## WHAT TO PRODUCE
For this task, every record below must be reproduced exactly.

## DATA UNDER STUDY

Issue #431, opened 2025-06-22
[Bug] Deal with list arguments that are provided by LLM without brackets


mc-kfir:
# Description
As some kind of hallucination - LLM may rarely provide list arguments as comma-separated elements **without the required brackets** wrapping them.

Example (happened in test_that_a_tool_with_a_parameter_attached_to_a_choice_provider_gets_the_tool_context):
![Image](https://github.com/user-attachments/assets/a23e6b7e-7afc-4860-bc79-ebfecb3724e1)

# How to Reproduce
This bug is hard to preproduce as it depends on non-deterministic LLM behavior.

# Expected Behavior
At this place in code, the arguments types are known, so we can safely split the list even without the brackets, as long as the list delimiter (comma) is correct.

# Environment
 - OS:  iOS
 - Python version 3.10.17
 - Parlant version

# Discussion

mc-kfir:
A very similar bug may also happen in `cast_tool_argument ` (tools.py) and `prepare_tool_arguments ` (mcp_service.py) - which will also be fixed to prevent a similar future bug.

iwr-redmond:
> As some kind of hallucination

That isn't the only possible explanation. Another is poorly written or conflicting guidelines that undermine the LLM's abilities. An extreme example of this in-context misalignment was [recently observed](https://theconversation.com/groks-white-genocide-responses-show-how-generative-ai-can-be-weaponized-257880) in Grok, but [many](https://arxiv.org/abs/2506.02739) [other](https://arxiv.org/abs/2506.06998) [examples](https://arxiv.org/abs/2506.13206) [exist](https://arxiv.org/abs/2506.14948) and are probably quite common.

If it is assumed that Small Language Models are likely to produce erroneous outputs more often, then finalizing #388 will make it easier to troubleshoot the source. It is possible that using a decent local model, for example Qwen3-32B @ Q8_0, may work just as well as GPT-4o, in which case misalignment may prove to be a more helpful conceptual framework for understanding why the guidelines aren't being followed at all times. OTOH, the local model may error out far more often, in which case model size will become a KPI again and looking at [GPT-4.1](https://cookbook.openai.com/examples/gpt4-1_prompting_guide) could prove fruitful.

[...]

PR #496, opened 2025-08-19
Support for local models with ollama

Agam1997:
This PR adds support to using local models via ollama 

Defaults to gemma3:4b-it-qat 

Recommended to pull models before usage:

ollama pull nomic-embed-text:latest
ollama pull gemma3:4b-it-qat

Ready for initial review

@kichanyurd @mc-dorzo


Agam1997:
This PR also solves for this issue: https://github.com/emcie-co/parlant/issues/246 

An identical PR also exists: https://github.com/emcie-co/parlant/pull/388

src/parlant/adapters/nlp/ollama_service.py
```diff
@@ -0,0 +1,614 @@
...
+        elif "8b" in self.model_name.lower():
+            return 8192
+        elif "12b" in self.model_name.lower() or "70b" in self.model_name.lower():
+            return 16384
+        elif "27b" in self.model_name.lower() or "405b" in self.model_name.lower():
+            return 32768
+        else:
+            return 4096
+    
+    # @TODO: This function isn't working properly and doesnt return correct model names - debug and fix
```
kichanyurd: Is this still a TODO? Or is it working now and ready to go?

src/parlant/adapters/nlp/ollama_service.py
```diff
@@ -0,0 +1,614 @@
...
+            model_name=self.embedding_model
+        )
+    
+    @override
+    async def get_moderation_service(self) -> ModerationService:
+        """Get a moderation service (using no moderation for local models)."""
+        return NoModeration()
+
+
+def create_ollama_service(
```
kichanyurd: Any chance we can also get rid of this function and use env vars instead?

src/parlant/adapters/nlp/ollama_service.py
Agam1997: Work in progress still..

src/parlant/adapters/nlp/ollama_service.py
Agam1997: Yeah.. will make it env based..

Agam1997: fixed

src/parlant/adapters/nlp/ollama_service.py
Agam1997: fixed model ensureness

Agam1997:
Ready to merge

Agam1997:
Hey,
I have removed _ensure_embedding_model_exists and _ensure_model_exists and created a separate handler, which will throw SDK error if the passed model is not available via the base url Ollama instance so that everything is consistent.

docilio:
Hopefully, it will be merged

iwr-redmond:
Is it a good idea to hard-code the generation models without having an override option like `OLLAMA_EMBEDDING_MODEL`?

Agam1997:
> Is it a good idea to hard-code the generation models without having an override option like `OLLAMA_EMBEDDING_MODEL`?

Please check, it supports OLLAMA_EMBEDDING_MODEL as env

iwr-redmond:
Thanks, I saw that. I was asking about the main model.

Agam1997:
> Thanks, I saw that. I was asking about the main model.

Will make a custom generic SchematicGenerator class which would support all types of models .. current implementation follows how other nlp services are made

iwr-redmond:
Perfect, thanks. Preconfigured models are ideal for reproducibility, but an option to override these defaults would be a great addition - especially as local models are evolving so rapidly.

Agam1997:
@iwr-redmond done. 

can you please review once, i tried with llama3.2:3b and it works

iwr-redmond:
Perfect

iwr-redmond:
@kichanyurd:

The existing [LiteLLM adapter](https://github.com/emcie-co/parlant/blob/5e4b530e3b2082939d7a2b0da4eda7e0a44985f1/src/parlant/adapters/nlp/litellm_service.py) can [already](https://docs.litellm.ai/docs/providers/ollama) be used to run Ollama models, as can the default OpenAI provider using [aliases](https://github.com/emcie-co/parlant/issues/359#issuecomment-3146714152).

This PR removes the need to utilize such backdoor methods, creating a more reliable baseline for local experimentation and private deployment, such as in Docker containers. If @Agam1997 is correct that a tiny 4B model can perform well enough out of the box, that will go some way to answering the questions posed about model alignment versus model size in [#431 (comment)](https://github.com/emcie-co/parlant/issues/431#issuecomment-2994125431).

Agam1997:
I found that llama3.2:3b actually performed better than the gemma3:4b 

Although it took a lot of time to respond (which i suppose is a hardware capacity issue) 

Llama 3.2 3b was able to run the healthcare agent example and also told me about the insurances which i can get

iwr-redmond:
Very interesting indeed.

LLMs [prefer](https://arxiv.org/abs/2404.10198v1) to use their priors, so one of the issues with a city-block sized model like GPT4o is that it can resist runtime modifications. SLMs are less likely to put up this type of resistance because they have fewer priors, which means that the main qualifications for Parlant compatibility will be function calling and context adherence rather than size.

The downside to local LLMs is that different models will be suitable for different customers; a fair amount of the deployment/consultancy cost will be finding a model that works well with Parlant and responds appropriately to the tailored guidelines that are being written for the particular use case - for example maintaining cohesion as the context size increases.

pyproject.toml
```diff
@@ -101,6 +101,7 @@ deepseek = ["torch", "transformers"]
 gemini = ["google-genai", "google-api-core", "torch"]
 
 vertex = ["google-genai", "google-api-core", "google-auth", "torch", "anthropic", "transformers"]
+ollama = ["ollama"]
```
mc-dorzo, line 107: This is great, you put it under the extras, but the actual package with the version is missing. Please add it as an optional package. Take a look at other packages.

Agam1997: Hi, thanks for reviewing.

Have resolved this in latest commit.

kichanyurd:
@iwr-redmond @Agam1997 @docilio 

Merged. Thanks for your effort in coding and reviewing this. Enjoy!

(We'll release this as part of 3.0.2 quite soon)

iwr-redmond:
@Agam1997 has been the one doing a land-office business this time around.

docilio:
Well done everyone!! @Agam1997 you were the master, happy to help out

## RESPONSE AREA
Issue #431, opened 2025-06-22
[Bug] Deal with list arguments that are provided by LLM without brackets


mc-kfir:
# Description
As some kind of hallucination - LLM may rarely provide list arguments as comma-separated elements **without the required brackets** wrapping them.

Example (happened in test_that_a_tool_with_a_parameter_attached_to_a_choice_provider_gets_the_tool_context):
![Image](https://github.com/user-attachments/assets/a23e6b7e-7afc-4860-bc79-ebfecb3724e1)

# How to Reproduce
This bug is hard to preproduce as it depends on non-deterministic LLM behavior.

# Expected Behavior
At this place in code, the arguments types are known, so we can safely split the list even without the brackets, as long as the list delimiter (comma) is correct.

# Environment
 - OS:  iOS
 - Python version 3.10.17
 - Parlant version

# Discussion

mc-kfir:
A very similar bug may also happen in `cast_tool_argument ` (tools.py) and `prepare_tool_arguments ` (mcp_service.py) - which will also be fixed to prevent a similar future bug.

iwr-redmond:
> As some kind of hallucination

That isn't the only possible explanation. Another is poorly written or conflicting guidelines that undermine the LLM's abilities. An extreme example of this in-context misalignment was [recently observed](https://theconversation.com/groks-white-genocide-responses-show-how-generative-ai-can-be-weaponized-257880) in Grok, but [many](https://arxiv.org/abs/2506.02739) [other](https://arxiv.org/abs/2506.06998) [examples](https://arxiv.org/abs/2506.13206) [exist](https://arxiv.org/abs/2506.14948) and are probably quite common.

If it is assumed that Small Language Models are likely to produce erroneous outputs more often, then finalizing #388 will make it easier to troubleshoot the source. It is possible that using a decent local model, for example Qwen3-32B @ Q8_0, may work just as well as GPT-4o, in which case misalignment may prove to be a more helpful conceptual framework for understanding why the guidelines aren't being followed at all times. OTOH, the local model may error out far more often, in which case model size will become a KPI again and looking at [GPT-4.1](https://cookbook.openai.com/examples/gpt4-1_prompting_guide) could prove fruitful.

[...]

PR #496, opened 2025-08-19
Support for local models with ollama

Agam1997:
This PR adds support to using local models via ollama 

Defaults to gemma3:4b-it-qat 

Recommended to pull models before usage:

ollama pull nomic-embed-text:latest
ollama pull gemma3:4b-it-qat

Ready for initial review

@kichanyurd @mc-dorzo


Agam1997:
This PR also solves for this issue: https://github.com/emcie-co/parlant/issues/246 

An identical PR also exists: https://github.com/emcie-co/parlant/pull/388

src/parlant/adapters/nlp/ollama_service.py
```diff
@@ -0,0 +1,614 @@
...
+        elif "8b" in self.model_name.lower():
+            return 8192
+        elif "12b" in self.model_name.lower() or "70b" in self.model_name.lower():
+            return 16384
+        elif "27b" in self.model_name.lower() or "405b" in self.model_name.lower():
+            return 32768
+        else:
+            return 4096
+    
+    # @TODO: This function isn't working properly and doesnt return correct model names - debug and fix
```
kichanyurd: Is this still a TODO? Or is it working now and ready to go?

src/parlant/adapters/nlp/ollama_service.py
```diff
@@ -0,0 +1,614 @@
...
+            model_name=self.embedding_model
+        )
+    
+    @override
+    async def get_moderation_service(self) -> ModerationService:
+        """Get a moderation service (using no moderation for local models)."""
+        return NoModeration()
+
+
+def create_ollama_service(
```
kichanyurd: Any chance we can also get rid of this function and use env vars instead?

src/parlant/adapters/nlp/ollama_service.py
Agam1997: Work in progress still..

src/parlant/adapters/nlp/ollama_service.py
Agam1997: Yeah.. will make it env based..

Agam1997: fixed

src/parlant/adapters/nlp/ollama_service.py
Agam1997: fixed model ensureness

Agam1997:
Ready to merge

Agam1997:
Hey,
I have removed _ensure_embedding_model_exists and _ensure_model_exists and created a separate handler, which will throw SDK error if the passed model is not available via the base url Ollama instance so that everything is consistent.

docilio:
Hopefully, it will be merged

iwr-redmond:
Is it a good idea to hard-code the generation models without having an override option like `OLLAMA_EMBEDDING_MODEL`?

Agam1997:
> Is it a good idea to hard-code the generation models without having an override option like `OLLAMA_EMBEDDING_MODEL`?

Please check, it supports OLLAMA_EMBEDDING_MODEL as env

iwr-redmond:
Thanks, I saw that. I was asking about the main model.

Agam1997:
> Thanks, I saw that. I was asking about the main model.

Will make a custom generic SchematicGenerator class which would support all types of models .. current implementation follows how other nlp services are made

iwr-redmond:
Perfect, thanks. Preconfigured models are ideal for reproducibility, but an option to override these defaults would be a great addition - especially as local models are evolving so rapidly.

Agam1997:
@iwr-redmond done. 

can you please review once, i tried with llama3.2:3b and it works

iwr-redmond:
Perfect

iwr-redmond:
@kichanyurd:

The existing [LiteLLM adapter](https://github.com/emcie-co/parlant/blob/5e4b530e3b2082939d7a2b0da4eda7e0a44985f1/src/parlant/adapters/nlp/litellm_service.py) can [already](https://docs.litellm.ai/docs/providers/ollama) be used to run Ollama models, as can the default OpenAI provider using [aliases](https://github.com/emcie-co/parlant/issues/359#issuecomment-3146714152).

This PR removes the need to utilize such backdoor methods, creating a more reliable baseline for local experimentation and private deployment, such as in Docker containers. If @Agam1997 is correct that a tiny 4B model can perform well enough out of the box, that will go some way to answering the questions posed about model alignment versus model size in [#431 (comment)](https://github.com/emcie-co/parlant/issues/431#issuecomment-2994125431).

Agam1997:
I found that llama3.2:3b actually performed better than the gemma3:4b 

Although it took a lot of time to respond (which i suppose is a hardware capacity issue) 

Llama 3.2 3b was able to run the healthcare agent example and also told me about the insurances which i can get

iwr-redmond:
Very interesting indeed.

LLMs [prefer](https://arxiv.org/abs/2404.10198v1) to use their priors, so one of the issues with a city-block sized model like GPT4o is that it can resist runtime modifications. SLMs are less likely to put up this type of resistance because they have fewer priors, which means that the main qualifications for Parlant compatibility will be function calling and context adherence rather than size.

The downside to local LLMs is that different models will be suitable for different customers; a fair amount of the deployment/consultancy cost will be finding a model that works well with Parlant and responds appropriately to the tailored guidelines that are being written for the particular use case - for example maintaining cohesion as the context size increases.

pyproject.toml
```diff
@@ -101,6 +101,7 @@ deepseek = ["torch", "transformers"]
 gemini = ["google-genai", "google-api-core", "torch"]
 
 vertex = ["google-genai", "google-api-core", "google-auth", "torch", "anthropic", "transformers"]
+ollama = ["ollama"]
```
mc-dorzo, line 107: This is great, you put it under the extras, but the actual package with the version is missing. Please add it as an optional package. Take a look at other packages.

Agam1997: Hi, thanks for reviewing.

Have resolved this in latest commit.

kichanyurd:
@iwr-redmond @Agam1997 @docilio 

Merged. Thanks for your effort in coding and reviewing this. Enjoy!

(We'll release this as part of 3.0.2 quite soon)

iwr-redmond:
@Agam1997 has been the one doing a land-office business this time around.

docilio:
Well done everyone!! @Agam1997 you were the master, happy to help out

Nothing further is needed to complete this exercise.